■ **Collection entries**
PR #1282, opened 2021-07-06
AVRO-3169: Fix 'cargo build' by removing trailing comma

martin-g:
### Jira

   https://issues.apache.org/jira/browse/AVRO-3169

### Tests

No new tests because there is no change in the behavior/functionality

### DIFF
--- a/lang/rust/src/schema.rs
+++ b/lang/rust/src/schema.rs
@@ -160,7 +160,7 @@ impl SchemaKind {
                 | SchemaKind::Double
                 | SchemaKind::Float
                 | SchemaKind::Bytes
-                | SchemaKind::String,
+                | SchemaKind::String
         )
     }
 }


iemejia:
Hi, it seems you have an older version of the rust compiler. Updating your local version should fix it, for [ref the same issue was reported in the original `avro-rs` repo](https://github.com/flavray/avro-rs/issues/166).

I am going to close the issue but feel free to re open it if it is still not fixed for you.

iemejia:
We hope to be soon stabilizing the first (alpha) rust pre-release version we need to fix other build fixes in case you feel motivated to contribute e.g. guaranteeing that the rust tests run (currently not the case :S) and/or integrate the build also into the docker dev image.

martin-g:
@iemejia `cargo clippy --all-targets --all-features -- -Dclippy::all` (part of `lang/rust/.pre-commit-config.yaml`) also complains about this comma:

```
error: no rules expected the token `,`
   --> src/schema.rs:163:37
    |
163 |                 | SchemaKind::String,
    |                                     ^ no rules expected this token in macro call

    Checking criterion v0.3.4
error: aborting due to previous error

error: could not compile `avro-rs`.
```

Do you see a problem in removing this comma ?
This way even older versions of rustc could be used.

martin-g:
`cargo bench` also fails due to this.

martin-g:
Please ignore my two previous comments! 
I was testing on my ARM64 machine where I was confused that I was using latest Rust version.

PR #1283, opened 2021-07-07
AVRO-3173 Rust: fix panic messages in test code

martin-g:
Fix warnings by using the updated assert API

### Jira
 
  https://issues.apache.org/jira/browse/AVRO-3173
 
### Tests

Only test code is updated


anhldbk:
@martin-g LGTM
@RyanSkraba PTAL

PR #1287, opened 2021-07-09
AVRO-2720: Enhance AvroTypeException message to include field name

subhashb:
The exception message now includes the field name on which the type exception
was raised.

Closes: AVRO-2720

### Jira

  - https://issues.apache.org/jira/browse/AVRO-2720

### Tests

### Commits

  1. Subject is separated from the body by a blank line

### Documentation

  NA

### DIFF
--- a/lang/py/avro/test/test_bench.py
+++ b/lang/py/avro/test/test_bench.py
@@ -22,6 +22,7 @@ import json
 import platform
 import random
 import string
+import sys
 import tempfile
 import timeit
 import unittest
@@ -51,7 +52,15 @@ SCHEMA: avro.schema.RecordSchema = avro.schema.parse(
 READER = avro.io.DatumReader(SCHEMA)
 WRITER = avro.io.DatumWriter(SCHEMA)
 NUMBER_OF_TESTS = 10000
-MAX_WRITE_SECONDS = 3 if platform.python_implementation() == "PyPy" else 1
+
+if platform.python_implementation() == "PyPy":
+    if sys.version_info <= (3, 6):
+        MAX_WRITE_SECONDS = 5
+    else:
+        MAX_WRITE_SECONDS = 3
+else:
+    MAX_WRITE_SECONDS = 1
+
 MAX_READ_SECONDS = 3 if platform.python_implementation() == "PyPy" else 1
 
 
--- a/lang/py/avro/test/test_bench.py
+++ b/lang/py/avro/test/test_bench.py
@@ -52,15 +52,7 @@ SCHEMA: avro.schema.RecordSchema = avro.schema.parse(
 READER = avro.io.DatumReader(SCHEMA)
 WRITER = avro.io.DatumWriter(SCHEMA)
 NUMBER_OF_TESTS = 10000
-
-if platform.python_implementation() == "PyPy":
-    if sys.version_info <= (3, 6):
-        MAX_WRITE_SECONDS = 5
-    else:
-        MAX_WRITE_SECONDS = 3
-else:
-    MAX_WRITE_SECONDS = 1
-
+MAX_WRITE_SECONDS = 5 if platform.python_implementation() == "PyPy" else 1
 MAX_READ_SECONDS = 3 if platform.python_implementation() == "PyPy" else 1
 
 
--- a/lang/py/avro/test/test_bench.py
+++ b/lang/py/avro/test/test_bench.py
@@ -52,8 +52,8 @@ SCHEMA: avro.schema.RecordSchema = avro.schema.parse(
 READER = avro.io.DatumReader(SCHEMA)
 WRITER = avro.io.DatumWriter(SCHEMA)
 NUMBER_OF_TESTS = 10000
-MAX_WRITE_SECONDS = 5 if platform.python_implementation() == "PyPy" else 1
-MAX_READ_SECONDS = 3 if platform.python_implementation() == "PyPy" else 1
+MAX_WRITE_SECONDS = 5 if platform.python_implementation() == "PyPy" else 3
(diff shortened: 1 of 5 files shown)


subhashb:
@kojiromike This branch should rebase fine with `master`.
The same timed test `test_minimum_speed` has failed in this PR as well.

kojiromike:
@subhashb if you want, it's OK with me to bump the timing of these tests for python 3.6, specifically. We still should support 3.6, but it's almost at EOL and we can give it a little more performance leeway.

https://github.com/apache/avro/blob/master/lang/py/avro/test/test_bench.py#L54

```
if sys.version_info <= (3, 6): …
```

subhashb:
> @subhashb if you want, it's OK with me to bump the timing of these tests for python 3.6, specifically. We still should support 3.6, but it's almost at EOL and we can give it a little more performance leeway.

@kojiromike 
Looks like Pypy 3.7 has the same issue. Do you think we should raise the bar to 5 secs and fix this permanently later? I am unsure of the underlying cause, but I can explore.

kojiromike:
Yeah, it could be something about GitHub actions as much as any change to avro. So sure, raise the threshold.

lang/py/avro/test/test_bench.py
```diff
@@ -22,6 +22,7 @@
 import platform
 import random
 import string
+import sys
```
kojiromike, line 25: This import can be removed. (I'm never sure if everyone can see the code scanner notes, or if this comment is redundant.)

subhashb: Done. But the saga continues with a schema parser error 😄 , which seems to be transient as well.

kojiromike:
There's a resource leak in one of the other tests, which creates an http server or something in a thread and then doesn't always close it properly. When that happens, Python warns of a `ResourceWarning`. That warning is sometimes being caught in `catch_warnings` instead of the `IgnoredLogicalType` warning we expecting.

In #708, we introduced [warnings](https://docs.python.org/3/library/warnings.html) so that logical types could be handled better. Testing that change required making sure the right warnings happened. But the [docs say `catch_warnings` is not thread-safe](https://docs.python.org/3/library/warnings.html#warnings.catch_warnings) and we didn't account for that.

What we can do is actually change the global warnings filter. This is also not thread-safe, but it does let us filter only explicit warning types.

```
diff --git a/lang/py/avro/test/test_schema.py b/lang/py/avro/test/test_schema.py
index 1a8e96a50..450674430 100644
--- a/lang/py/avro/test/test_schema.py
+++ b/lang/py/avro/test/test_schema.py
@@ -713,19 +713,21 @@ class SchemaParseTestCase(unittest.TestCase):
         # Never hide repeated warnings when running this test case.
         warnings.simplefilter("always")
 
-    def parse_valid(self):
+    def parse_valid(self) -> None:
         """Parsing a valid schema should not error, but may contain warnings."""
-        with warnings.catch_warnings(record=True) as actual_warnings:
-            try:
-                self.test_schema.parse()
-            except (avro.errors.AvroException, avro.errors.SchemaParseException):  # pragma: no coverage
-                self.fail(f"Valid schema failed to parse: {self.test_schema!s}")
-            actual_messages = [str(wmsg.message) for wmsg in actual_warnings]
-            if self.test_schema.warnings:
-                expected_messages = [str(w) for w in self.test_schema.warnings]
-                self.assertEqual(actual_messages, expected_messages)
-            else:
-                self.assertEqual(actual_messages, [])
+        test_warnings = self.test_schema.warnings or []
+        try:
+            warnings.filterwarnings(action="error", category=avro.errors.IgnoredLogicalType)
+            self.test_schema.parse()
+        except (avro.errors.IgnoredLogicalType) as e:
+            self.assertIn(type(e), (type(w) for w in test_warnings))
+            self.assertIn(str(e), (str(w) for w in test_warnings))
+        except (avro.errors.AvroException, avro.errors.SchemaParseException):  # pragma: no coverage
+            self.fail(f"Valid schema failed to parse: {self.test_schema!s}")
+        else:
+            self.assertEqual([], test_warnings)
+        finally:
+            warnings.filterwarnings(action="default", category=avro.errors.IgnoredLogicalType)
 
     def parse_invalid(self):
         """Parsing an invalid schema should error."""
```

With this change, the `ResourceWarning` would just get messaged, and not raised as an error, but the IgnoredLogicalType would get raised and then caught, and we can test for it.

…at least, I believe this will fix the test issue, but I can't reproduce it locally, so want to give it a try?

subhashb:
@kojiromike Thank you for that. After I incorporated your changes, the problem seems to have got resolved. The 3.6 test seems to have gone into a black hole this time, though.

lang/py/avro/test/test_io.py
```diff
@@ -552,7 +552,24 @@ def test_type_exception(self) -> None:
...
+
+        with self.assertRaises(avro.errors.AvroTypeException) as exc:
+            write_datum(datum_to_write, writers_schema)
+        assert str(exc.exception) == 'The datum "5.0" provided for "foo" is not an example of the schema "long"'
+
+    def test_type_exception_record(self) -> None:
+        writers_schema = avro.schema.parse(json.dumps({"type": "record", "name": "Test", "fields": [{"name": "foo", "type": "long"}]}))
+        datum_to_write = ("foo", 5.0)
+
+        with self.assertRaisesRegex(avro.errors.AvroTypeException, r"The datum \".*\" provided for \".*\" is not an example of the schema [\s\S]*"):
```
kojiromike, line 571: This could be written `r'The datum ".*" provided for ".*" is not an example of the schema [\s\S]*'`

Using single quotes avoids the backslashes.

kojiromike (approved):

PR #1296, opened 2021-07-30
AVRO-3180: Interop tests fail on force_encoding

tjwp:
https://issues.apache.org/jira/browse/AVRO-3180


RyanSkraba (approved):

RyanSkraba:
Thanks for the quick fix! I'm looking into getting the interop tests running on github too, but it gets a bit complicated with collecting all artfacts.

PR #1301, opened 2021-08-04
AVRO-3184: Cache Datum Type Strings in Resolve Union

belugabehr:

### Jira

- [X] My PR addresses the following [AVRO-3184](https://issues.apache.org/jira/browse/AVRO-3184) issues 

### Tests

Performance, no change in functionality.

### Commits

### Documentation

### DIFF
--- a/lang/java/avro/src/main/java/org/apache/avro/generic/GenericData.java
+++ b/lang/java/avro/src/main/java/org/apache/avro/generic/GenericData.java
@@ -69,6 +69,16 @@ public class GenericData {
 
   private static final GenericData INSTANCE = new GenericData();
 
+  private static final Map<Class<?>, String> PRIMATIVE_DATUM_TYPES = new HashMap<>();
+  static {
+    PRIMATIVE_DATUM_TYPES.put(Integer.class, Type.INT.getName());
+    PRIMATIVE_DATUM_TYPES.put(Long.class, Type.INT.getName());
+    PRIMATIVE_DATUM_TYPES.put(Float.class, Type.FLOAT.getName());
+    PRIMATIVE_DATUM_TYPES.put(Double.class, Type.DOUBLE.getName());
+    PRIMATIVE_DATUM_TYPES.put(Boolean.class, Type.BOOLEAN.getName());
+    PRIMATIVE_DATUM_TYPES.put(String.class, Type.STRING.getName());
+  }
+
   /** Used to specify the Java type for a string schema. */
   public enum StringType {
     CharSequence, String, Utf8
@@ -892,6 +902,9 @@ public class GenericData {
   protected String getSchemaName(Object datum) {
     if (datum == null || datum == JsonProperties.NULL_VALUE)
       return Type.NULL.getName();
+    String primativeType = PRIMATIVE_DATUM_TYPES.get(datum);
+    if (primativeType != null)
+      return primativeType;
     if (isRecord(datum))
       return getRecordSchema(datum).getFullName();
     if (isEnum(datum))
--- a/lang/java/avro/src/main/java/org/apache/avro/generic/GenericData.java
+++ b/lang/java/avro/src/main/java/org/apache/avro/generic/GenericData.java
@@ -77,6 +77,7 @@ public class GenericData {
     PRIMITIVE_DATUM_TYPES.put(Double.class, Type.DOUBLE.getName());
     PRIMITIVE_DATUM_TYPES.put(Boolean.class, Type.BOOLEAN.getName());
     PRIMITIVE_DATUM_TYPES.put(String.class, Type.STRING.getName());
+    PRIMITIVE_DATUM_TYPES.put(Utf8.class, Type.STRING.getName());
   }
 
   /** Used to specify the Java type for a string schema. */
--- a/lang/java/avro/src/main/java/org/apache/avro/generic/GenericData.java
+++ b/lang/java/avro/src/main/java/org/apache/avro/generic/GenericData.java
@@ -69,10 +69,10 @@ public class GenericData {
 
   private static final GenericData INSTANCE = new GenericData();
 
-  private static final Map<Class<?>, String> PRIMATIVE_DATUM_TYPES = new HashMap<>();
+  private static final Map<Class<?>, String> PRIMATIVE_DATUM_TYPES = new IdentityHashMap<>();
   static {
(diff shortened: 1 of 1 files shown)


lang/java/avro/src/main/java/org/apache/avro/generic/GenericData.java
```diff
@@ -892,6 +902,9 @@ public int resolveUnion(Schema union, Object datum) {
   protected String getSchemaName(Object datum) {
     if (datum == null || datum == JsonProperties.NULL_VALUE)
       return Type.NULL.getName();
+    String primativeType = PRIMATIVE_DATUM_TYPES.get(datum.getClass());
+    if (primativeType != null)
+      return primativeType;
```
martin-g, line 907: Shouldn't we remove the later checks for `isInteger(datum)`, `isLong(datum)`, etc. ?

lang/java/avro/src/main/java/org/apache/avro/generic/GenericData.java
```diff
@@ -69,6 +69,16 @@
 
   private static final GenericData INSTANCE = new GenericData();
 
+  private static final Map<Class<?>, String> PRIMATIVE_DATUM_TYPES = new IdentityHashMap<>();
```
martin-g, line 72: Any reason to use IdentityHashMap in favour of HashMap ?

martin-g (changes requested):

lang/java/avro/src/main/java/org/apache/avro/generic/GenericData.java
RyanSkraba, line 72: Quick note: this should be `PRIMITIVE`

RyanSkraba (approved):
A quick and unofficial JMH check shows a >10x improvement in the getSchemaName method (although the images in the JIRA probably represent more general use).  Thanks for the contribution!  

Can you take a look at the comments, and we can merge this!

lang/java/avro/src/main/java/org/apache/avro/generic/GenericData.java
belugabehr: Hello,

It was my desire to remove these methods, but I feared I would be breaking backwards compatibility (even more than this already does).  It may still be possible for developers to override these methods. For example:

```java
    if (isInteger(datum))
      return Type.INT.getName();
```

A developer could allow for the primitive case to be handled by the cache, but also extend the functionality to allow for other logical types to, in this case, return an INT type by overriding `isInteger`.  I'm happy to take away that ability if it offers no real-world use cases, but I didn't want to be so heavy-handed with it.

lang/java/avro/src/main/java/org/apache/avro/generic/GenericData.java
belugabehr: It's faster to use `IdentityHashMap` as it uses the primitive `==` method instead of `equals`.  When coming up with this solution, I did some research and from everything I can find, it seems that as long as the classes comes from the same class loader (as is the case here since it's populated by the class itself and not an outside reference), then this should be perfectly acceptable.

martin-g: That's true, but `java.lang.Class` does not override `#equals()`, so it inherits `Object#equals()` which uses `==`.

lang/java/avro/src/main/java/org/apache/avro/generic/GenericData.java
martin-g: I am not sure whether I was clear enough.
https://github.com/apache/avro/blob/cc0eb0bee35681f33a0b5324b106ef744be86d1f/lang/java/avro/src/main/java/org/apache/avro/generic/GenericData.java#L905-L907 is the new `if` branch.
If I understand it correctly if the datum is any of the "primitive" types then the following `if` branches won't ever be reached: https://github.com/apache/avro/blob/cc0eb0bee35681f33a0b5324b106ef744be86d1f/lang/java/avro/src/main/java/org/apache/avro/generic/GenericData.java#L918-L931
So, even if a user overrides `isInteger()` it won't be called at all, because of https://github.com/apache/avro/blob/cc0eb0bee35681f33a0b5324b106ef744be86d1f/lang/java/avro/src/main/java/org/apache/avro/generic/GenericData.java#L905-L907

martin-g: In addition, `PRIMATIVE_DATUM_TYPES` handles primitives' wrapper classes, like `Integer.class`. Does it need to handle `Integer.TYPE` too ?

RyanSkraba: I guess the subsequent code wouldn't be **entirely** dead, since somebody might have an implementation that turns their special `MyInteger` class into a `Type.INT`.  Hypothetically, this change would make it impossible for a subclass to specify that all `java.lang.Integer` should be represented by a `Type.LONG`, I guess! 

While I doubt anybody is actually doing that, why don't we play it with a bit of security and do: 

```
String primativeType = getPrimitiveTypeCache().get(datum.getClass());
```

where `getPrimitiveTypeCache()` is protected and returns `PRIMATIVE_DATUMS_TYPES` by default?  That adds one method call but would give a subclass an "escape route" if they do have a specialised behaviour.  Alternatively, a protected data member that is initialised to the static hash instance perhaps?

lang/java/avro/src/main/java/org/apache/avro/generic/GenericData.java
RyanSkraba: They're equivalent -- let's go with @belugabehr 's choice!

RyanSkraba:
Nice catch for the Utf8 instance!  If you're happy with the state of this change, let's merge it.

We should mention in the release notes that there might be a migration for any subclass of SpecificData that uses isXxxx primitives.

belugabehr:
Yup.  Should be good to go now.  Thanks for all your helpful feedback.

belugabehr:
@RyanSkraba All ready for merge! :)

RyanSkraba (approved):
Thanks, this LGTM!  @martin-g thanks for your review -- are you happy with the state of the PR?  I think the performance improvement is compelling enough to merge as it is and we should target 1.11.0 very soon!

martin-g:
@RyanSkraba Merge it! It could be improved later if needed!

■ **WORK TASK**
Copy out each line of the data above, exactly, if it lies between the line holding "1. Subject is" and the line holding "import tempfile", inclusive; copy no other line.

■ **ANSWER FOR THE TASK**
  1. Subject is separated from the body by a blank line

### Documentation

  NA

### DIFF
--- a/lang/py/avro/test/test_bench.py
+++ b/lang/py/avro/test/test_bench.py
@@ -22,6 +22,7 @@ import json
 import platform
 import random
 import string
+import sys
 import tempfile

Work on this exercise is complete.